Segment Open
Issue #3520, opened 2020-05-05
Controlling font for FrameworkAction dialogs


kotx:
The first font that is added is automatically used for the whole game. Some fonts do not work well with FrameworkActions (the global statistics with Ctrl+F2, etc). I'd like to be able to preserve or set a separate font for said dialogs.

smoogipoo:
Imo best is to preserve the fonts, but exposing a `ToolFont` property from `Game` may be a reasonable alternative.

kotsh:
I would keep it too, but the font I'm using is a bit too
 big so text is either truncated or wrapped. AFAIK there's no way of customizing or resizing the tool window either..?
![image](https://user-images.githubusercontent.com/33439542/81036780-37567a00-8e55-11ea-88aa-da47a5eb01c6.png)

peppy:
Exposing a ToolFont sounds like a good path forward. If anyone's looking for a low hanging fruit, this may be your chance.

harshavb:
Rather than exposing a ToolFont, it should be preferable to just make it so class ToolWindow and all implementations of ToolWindow only use a FrameworkFont, since that is already the case everywhere except for two instances in TextureVisualizer.cs. The issue actually seems to exist because FrameworkFont does not work as intended in any case since Roboto and RobotoCondensed aren't implemented by default in Game.cs. However, I cannot get FrameworkFont to work while still allowing custom fonts to be defined for all non ToolWindow text unless the custom font is added _after_ Roboto and RobotoCondensed are added, which is an issue since that would mean developers would have to add in Roboto and RobotoCondensed themselves for every project. I am unsure how to continue from here, but it would likely require some sort of reimplementation of either AddFont(), addFont(), or FontUsage().

PR #4516, opened 2021-06-15
Use `Roboto` font as framework default and set explicitly in system interfaces

jai-x:
Removes the `OpenSans` font in preference of the `Roboto` font as the framework default, and adds the remaining italic variants of the `Roboto` font for completeness.

Explicitly specifies usage of `FrameworkFont` within framework provided system interfaces.

Implemented in this PR:
* Log Overlay
* Draw Visualiser
* Texture Visualiser
* Default Tooltip text
* Performance Overlay

Already implemented:
* Global Statistics Display

Closes https://github.com/ppy/osu-framework/issues/4524
Implements part of https://github.com/ppy/osu-framework/issues/3520 (Fixes the system interfaces to not use the first font added by the framework consumer but does not expose a configurable `ToolFont`)


frenzibyte:
Has it actually been decided whether this should constantly use `FrameworkFont` or allow the `Game` to define the font for such components? kinda unsure about the former since osu!lazer was unintentionally using the torus font for the tools and it looked quite cooler that way since it's matching the UI.

jai-x:
I'm not sure it it's been discussed anywhere besides the linked issue.

Changes to `Tooltip` wont make a difference to the main game since it uses a derived `OsuToolTop` class, but yes it will affect DrawViz and the log overlay.

The  Visual Test UI, DrawViz window titles, and the `Basic*` group of UI elements were already using `FrameworkFont` which is why I decided to implement it this way.

peppy:
this is the correct direction (tools do not need to "look cool")￼.

needs explanation why it only "partially" closes (and change to the OP if that's the case, as it's going to close the issue as it stands).

jai-x:
I added "partly closes" as this solves the issue of the default font being used for system interfaces, but does not implement the preferred solution of exposing a `ToolFont` to make the system interface configurable as mentioned in the original issue.

peppy:
I'm okay with getting this in as-is and adding the customisable tool font if there's actually a demand for it.

smoogipoo:
I'm not sure I agree with elements like the tooltip container and BasicTabControl using `FrameworkFont`, but I looked around at other components and they seem to do the same thing.

peppy:
I think the reasoning there is that we are using those components in the overlays themselves.

Have you seen any other projects relying on the `Basic` components where this would actually be important? I think most people who are making something that is intended to look good would already be using their own implementation.

Although I guess you could argue that the `Basic` components aren't `sealed` and therefore some may be extending them (i'd really hope they were `sealed`..).

peppy:
@smoogipoo can you confirm you're okay with this initial direction? leaving the customisation of the framework font (or reconsidering `Basic` elements) until someone reports having an issue?

smoogipoo:
Yup.

peppy:
On a quick check, this doesn't actually change anything when used with osu!. @jai-x how are you testing these changes, and have you cross-tested with another framework based application that is specifying custom fonts?

jai-x:
I tested these changes while working on my own project that added the `PetMe64` font by default and seeing which elements were using the default font while running the test scenes.

After double checking, it seems this PR only seems to make a difference when running under visual tests and not when running the desktop project, which is weird since the OpenSans font is loaded when running the desktop project according to the logs.

I've made a minimal reproduction project here which is just the sample game template with the same font I was using added to the `BaseGame` class: https://github.com/jai-x/font-test

| x | Framework `2021.601.0` | Framework `this PR` |
|---|---|---|
| Using `dotnet run -p FontTest.Game.Tests` | font_test_test_scene_framework | font_test_test_scene_pr |
| Using `dotnet run -p FontTest.Desktop` | font_test_desktop_framework | font_test_desktop_pr |

Additionally, I seemed to have missed out in fixing the FPS counter.

smoogipoo:
Are you gonna grab the fix for FPS counter in this PR? I think it's fine to go as is and leave fixing that up to a separate PR.

jai-x:
Yes, I will fix the FPS counter too. I was unsure if #4524 is a blocker, but I guess not.

peppy:
It's definitely a blocker - need to understand why that is the case before going ahead with this (ie. whether there is a reason, like we are not loading the font intentionally).

jai-x:
As suggested in the discord, I've moved the loading of the `Roboto` font into the main `Game` class to replace `OpenSans` as the default font and to be available for use as `FrameworkFont`.

I've tested this locally using lazer `master` and my own project and it seems to work fine.

By not loading `OpenSans` by default, I think this is technically a breaking change for any framework consumers that use `new FontUsage("OpenSans") directly, but it think it should just gracefully fallback to using `Roboto` as it's the new default.

osu.Framework/Game.cs
```diff
@@ -157,10 +157,13 @@ private void load(FrameworkConfigManager config)
...
-            addFont(localFonts, Resources, @"Fonts/OpenSans/OpenSans-BoldItalic");
+            // Roboto (FrameworkFont.Regular)
+            addFont(localFonts, Resources, @"Fonts/Roboto/Roboto-Regular");
+            addFont(localFonts, Resources, @"Fonts/Roboto/Roboto-Bold");
+
+            // RobotoCondensed (FrameworkFont.Condensed)
+            addFont(localFonts, Resources, @"Fonts/RobotoCondensed/RobotoCondensed-Regular");
+            addFont(localFonts, Resources, @"Fonts/RobotoCondensed/RobotoCondensed-Bold");
 
             addFont(Fonts, Resources, @"Fonts/FontAwesome5/FontAwesome-Solid");
```
jai-x, line 168: Should `FontAwsome` also be added as a local font, given it is used on parts of the framework itself?

bdach: Probably best to check whether fontawesome will continue working in consumer projects (mainly the game) after doing so without any other consumer-side changes. And also a touch out of scope here I think.

peppy:
Seems to work / look good. @smoogipoo can you confirm you're okay with removing `OpenSans` and completely replacing with `Roboto`? I also plan to remove the resources in this PR if so.

smoogipoo:
Don't we currently use OpenSans for some monospace stuff?

peppy:
Probably. But (a) it's not a monospaced font and (b) roboto is as close to monospaced as OpenSans is, so it should gracefully replace it.

smoogipoo:
Oh sorry, not monospace. We use it for bold/italic variants. I dunno, because without it testing MarkdownContainer visually is not possible.

peppy:
roboto still has bold but not italic. not sure how important that is, but we can probably add the italic version if that's seen as a blocker?

smoogipoo:
I'd see that as a blocker yeah. Other than that I'm fine with removing OpenSans.

gagahpangeran:
The markdown test scene is using Open Sans because currently it's a complete set font for now (regular, regular italic, bold, bold italic).

https://github.com/ppy/osu-framework/blob/7e069f7f6f9f72f95c4865f95b83876decbe99ff/osu.Framework.Tests/Visual/UserInterface/TestSceneMarkdownContainer.cs#L314

If we want to remove OpenSans, I think we should add italic font of Roboto to test italic sprite text.

peppy:
@jai-x do you have a pipeline setup to create the italic resources for roboto? if so please add this in this PR (and remove the `OpenSans` resources completely).

osu.Framework/Game.cs
jai-x: You're right, this does seem out of scope.

jai-x:
As requested, I've added the Italic and BoldItalic variants of the Roboto font and removed OpenSans, so I think this PR is ready for review.

peppy:
`osu.Framework/Resources/Fonts/Roboto/Roboto-BoldItalic_1.png` this file is unfortunate. but i guess it's only going to be loaded into memory should there be a usage of bold+italic+framework font, so let's just go with it for now.

peppy (approved):

gagahpangeran:
@peppy maybe add this to breaking changes because open sans font is already removed.

peppy:
Done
Segment Closed
=== WORK INSTRUCTIONS ===
List every line in the records above that contains the word "localFonts".

=== ANSWER FOR THIS EXERCISE ===
-            addFont(localFonts, Resources, @"Fonts/OpenSans/OpenSans-BoldItalic");
+            addFont(localFonts, Resources, @"Fonts/Roboto/Roboto-Regular");
+            addFont(localFonts, Resources, @"Fonts/Roboto/Roboto-Bold");
+            addFont(localFonts, Resources, @"Fonts/RobotoCondensed/RobotoCondensed-Regular");
+            addFont(localFonts, Resources, @"Fonts/RobotoCondensed/RobotoCondensed-Bold");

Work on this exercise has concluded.